Halluks Valgus

Halluks valgus kısaca ayak başparmağı çıkıntısıdır. Birinci parmağın iç tarafının çıkıntılı olması durumudur. Asıl sorun birinci tarak kemiğinin ikinci ile arasının açılması ve birinci tarak kemiğinin içe doğru kaymasıdır. Günümüzde sıklıkla artan halluks valgus hastalığı tedavi edilmediği taktirde sadece baş parmağı değil tüm ayağı ilgilendirebilecek semptom ve değişikliklerle karşımıza çıkar. Ayağın estetik görünümünü bozduğu gibi ağrı da yaratır.

Halluks Valgus Nedenleri

Halluks valgusun en önemli nedenlerinden biri yüksek topuklu ve sivri burunlu ayakkabı kullanılmasıdır. İnsan anatomisine uygun olmayan bu tarz ayakkabıların fazla kullanımı ayağa baskı yapar. Bu tür ayakkabılar normal bir ayak pozisyonunda değişikliklere sebep olarak ayak fizyolojisini etkiler. Kemik ya da yumuşak dokuların zaman içinde yerinden oynamasıyla yavaşça halluks valgus gelişir. Aşırı kilolu olan ve uzun süreli ayakta duranlarda da yine halluks valgus bulgularına rastlanır. Bir diğer önemli neden de genetik etkenlerdir. Ailede halluks valgus öyküsünün olması önemlidir. Bazı hastalar hiç topuklu ayakkabı kullanmadıklarını söylerler. İşte burada genetik faktör ağır basmış olabilir.

Halluks valgus en çok orta ve ileri yaştaki kadınlarda görülür. Nedenleri araştırılırken ayakkabı tipinin yanı sıra ayak yapısı, genetik faktörler, sistemik hastalıklar ve kas-sinir hastalıkları ayrı ayrı ya da beraber incelenmelidir. Buna rağmen kesin nedeninin bilinmediği unutulmamalıdır.

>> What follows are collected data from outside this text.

PR #173, opened 2025-04-22
Set temp_store_directory on Android

simolus3:
SQLite tries to write some temporary data, such as large intermediate materialized views or indexes, to the file system. For this, it attempts to use paths in `/tmp` or the current working directory. Due to sandboxing, both directories are unavailable on Android though. This can cause [errors that users were running into](https://discord.com/channels/1138230179878154300/1357681026939486369/1362417181802893482).

As a workaround, this overwrites the temporary directory to point to the cache directory from the app's `Context`.

### DIFF
--- a/core-tests-android/src/androidTest/java/com/powersync/AndroidDatabaseTest.kt
+++ b/core-tests-android/src/androidTest/java/com/powersync/AndroidDatabaseTest.kt
@@ -227,5 +227,8 @@ class AndroidDatabaseTest {
     fun canCreateTemporaryTable() = runTest {
         database.execute("PRAGMA temp_store = 1;") // Store temporary data as files
         database.execute("CREATE TEMP TABLE my_tbl (content ANY) STRICT;")
+        for (i in 0..128) {
+            database.execute("INSERT INTO my_tbl VALUES (randomblob(1024 * 1024))")
+        }
     }
 }
--- a/core-tests-android/src/androidTest/java/com/powersync/AndroidDatabaseTest.kt
+++ b/core-tests-android/src/androidTest/java/com/powersync/AndroidDatabaseTest.kt
@@ -222,4 +222,10 @@ class AndroidDatabaseTest {
             // The exception messages differ slightly between drivers
             assertEquals(exception.message!!.contains("write a readonly database"), true)
         }
+
+    @Test
+    fun canCreateTemporaryTable() = runTest {
+        database.execute("PRAGMA temp_store = 1;") // Store temporary data as files
+        database.execute("CREATE TEMP TABLE my_tbl (content ANY) STRICT;")
+    }
 }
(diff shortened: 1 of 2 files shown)


core-tests-android/src/androidTest/java/com/powersync/AndroidDatabaseTest.kt
```diff
@@ -222,4 +222,10 @@ class AndroidDatabaseTest {
             // The exception messages differ slightly between drivers
             assertEquals(exception.message!!.contains("write a readonly database"), true)
         }
+
+    @Test
+    fun canCreateTemporaryTable() = runTest {
+        database.execute("PRAGMA temp_store = 1;") // Store temporary data as files
+        database.execute("CREATE TEMP TABLE my_tbl (content ANY) STRICT;")
```
simolus3, line 229: It's worth noting that this test passes even without the pragma, but I'm not sure why. My understanding is that SQLite should use temporary files here, but it apparently doesn't.

rkistner: I believe SQLite always keeps it in memory first, until it reaches a certain size threshold. I can't find any docs confirming this though.

simolus3: I tried inserting a 1MiB `randomblob` 128 times, but it still seems to pass without setting the temp directory.

rkistner: Another thing to check is the Android version it is being tested on - I remember this potentially only affecting newer Android versions. Although I can't find where the test emulator is specified here?

simolus3: I've just tested this manually with an SDK 35 emulator. An SDK-specific issue would surprise me though, we ship our own SQLite library along with the application. Or are you saying that some Android versions give apps their own `/tmp` that would be writable?

rkistner: Ok, I think I'm remembering anecdotes of temporary storage issues only being present on some Android versions, but I don't think we ever confirmed that.

Either way it doesn't quite explain how these tests worked, unless the emulator uses different filesystem permission structures from actual devices?

simolus3: > unless the emulator uses different filesystem permission structures from actual devices?

That sounds unlikely, the emulator is a VM running a real Android system.

> I think I'm remembering anecdotes of temporary storage issues only being present on some Android versions

I've asked the user reporting this to share the Android version they're using. Maybe it's not a problem on newer Android versions and that's why we didn't catch this.

PR #176, opened 2025-04-24
Add onChange API

stevensJourney:
# Overview

This adds an `onChange` method to the PowerSync client API.

This method watches a Set of table names and emits the subset of tables which changed whenever a relevant table has a changed.

The logic here is consistent with other SDKs. The input table names are flat mapped  to include watching changes for internal table names. The result is then converted to friendly table names.


core/src/commonMain/kotlin/com/powersync/db/Queries.kt
```diff
@@ -59,65 +84,91 @@ public interface Queries {
     ): RowType?
 
     /**
-     * Execute a read-only (SELECT) query every time the source tables are modified and return the results as a List in [Flow].
+     * Returns a [Flow] that emits whenever the source tables are modified.
+     *
+     * @param tables The set of tables to monitor for changes.
+     * @param throttleMs The minimum interval, in milliseconds, between queries. Defaults to null.
```
simolus3, line 90: This doesn't actually run a query.

I think it would also be good to mention what happens if the database updates more frequently than the `throttleMs`. IIRC we collect writes into a growing set that is them emitted later?

"Defaults to null" is also misleading since the implementation does apply a default (`DEFAULT_WATCH_THROTTLE`) internally when no value is given. From that sentence, I would assume that no throttling takes place when the default value of `null` is passed.

simolus3 (commented):
I'm happy with these changes, also thanks for updating the docs! I think `throttleMs` deserves a bit more detail in the docs, but it wasn't documented at all before so this is alreay a big upgrade 😄

core/src/commonMain/kotlin/com/powersync/db/Queries.kt
stevensJourney: Good point! This implementation actually wasn't accumulating the set of changed tables between throttles - an event would have been emitted, but value of the tables could be incorrect. I've updated the implementation to accumulate the changed tables.

I've updated the defaults for `throttleMs` and explained the behaviour in the comments.

simolus3 (approved):

PR #181, opened 2025-04-28
Add new schema options

simolus3:
This exposes the new table options introduced in version 0.3.13 of the core extension, namely:

- `include_old` (either a boolean or an array of column names): Adds an `old` entry to the `ps_crud.data` JSON object that includes old values for updates.
 - `include_old_only_when_changed`: Skip unchanged values from updates.
- `include_metadata`: Adds a `_metadata` column that can be written to for updates. It's reported through `CrudEntry.metadata` afterwards.
- `ignore_empty_update`: Don't create `ps_crud` entries for `UPDATE` statements that didn't change any values. 

Most of this feature is tested in the core extension, this adds a few simple tests ensuring we forward options correctly.


core/src/commonMain/kotlin/com/powersync/db/schema/Table.kt
```diff
@@ -33,6 +37,22 @@ public data class Table constructor(
      * Override the name for the view
      */
     private val viewNameOverride: String? = null,
+    /**
+     *  Whether to add a hidden `_metadata` column that will be enabled for updates to attach custom
+     *  information about writes that will be reported through [CrudEntry.metadata].
+     */
+    val includeMetadata: Boolean = false,
```
stevensJourney, line 44: This is just me blurbing out my initial thoughts on the naming of these variables.

The `include` here takes my brain a few cycles to understand what it means. The comment does explain it pretty well though. Maybe we could call this `trackMetadata`? Perhaps the same for `includeOld` -> `trackPreviousValues`?

core/src/commonMain/kotlin/com/powersync/db/schema/Table.kt
```diff
@@ -33,6 +37,22 @@ public data class Table constructor(
...
+     * When set to a non-null value, track old values of columns for [CrudEntry.oldData].
+     *
+     * See [IncludeOldOptions] for details.
+     */
+    val includeOld: IncludeOldOptions? = null,
+    /**
+     * Whether an `UPDATE` statement that doesn't change any values should be ignored when creating
+     * CRUD entries.
+     */
+    val ignoreEmptyUpdate: Boolean = false,
```
stevensJourney, line 55: Maybe call this `ignoreEmptyUpdates`?

simolus3:
cc @rkistner let me know what you think about the naming suggestions. I agree with them, but I'm not sure if we want a divergence between the JSON key internally and the public name? If that's ok I can apply the suggestion here and on the other PRs for this feature.

stevensJourney (commented):
This feature is pretty cool. I've left some minor naming comments, but I'm quite happy with the implementation.

Radiokot:
I'd love to have `ignoreEmptyUpdates`, thank you.

rkistner:
I like Steven's suggestions here.

It's fine if it diverges from the json, as long as it's consistent across the SDKs.

stevensJourney (approved):
Looks great to me 🚀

Halluks Valgus Belirtileri

  • Ayakta fizyolojik değişim,
  • Başparmaktaki çıkıntıda (bunyon) şiddetli ağrı, kızarıklık ve yanma,
  • Uyuşma,
  • Başparmağın ikinci parmağın üzerine binmesi,
  • İlerleyen dönemlerde eklem iltihabı,
  • Deformasyon arttıkça ayakkabı giymede ve yürümede zorluk,
  • Nasırlaşma

Halluks Valgus Tanısı

İlk fiziksel belirtisi ayak başparmağının dışa doğru çıkıntısı olan halluks valgusun tanısında hastanın durumu detaylıca sorgulanır. Hastanın şikayeti belirli bir bölgeye odaklanan ağrıdan ayakkabı giyme sorunlarına kadar çok çeşitli şekillerde karşımıza çıkar. Muayenede, hasta, otururken ve ayağının üzerine basar pozisyondayken incelenir. Ayağın yapısı, başparmaktaki deformasyonun şiddeti, diğer parmaklarda herhangi yapısal bir bozukluk olup olmadığı gözlenir. Çıkıntının şekli ve büyüklüğü değerlendirilerek uygulanacak tedavi yöntemi belirlenir. Kesin tanı için kullanılacak yöntem ayakta çekilen röntgendir. Bunun dışında ekstra bir tanı yöntemine genellikle gerek duyulmaz. Bazen MR’a başvurulabilir.

Halluks Valgus Tedavisi

Halluks Valgus’un tedavisi, hastalığın derecesiyle şekillenir. İleri seviyede olan hastalara cerrahi yöntemler uygulanması gerekirken, hastalığın ilk evrelerinde konservatif tedavi (koruyucu) yöntemleri uygulanır. Konservatif tedavi yöntemleri deformiteyi düzeltmekten çok belirtileri gidermeyi ve deformitenin ilerlemesini durdurmaya yöneliktir. Ayak parmaklarının rahat hareket etmesini sağlayan geniş burunlu ve yumuşak ayakkabılar seçilmesi önerilir. Bu tür ayakkabılar şikayetleri önemli ölçüde azaltır. Belirtilerin azaltılmasında parmak arası makara, halluks valgus ateli ve bunyon yastıkları kullanılır.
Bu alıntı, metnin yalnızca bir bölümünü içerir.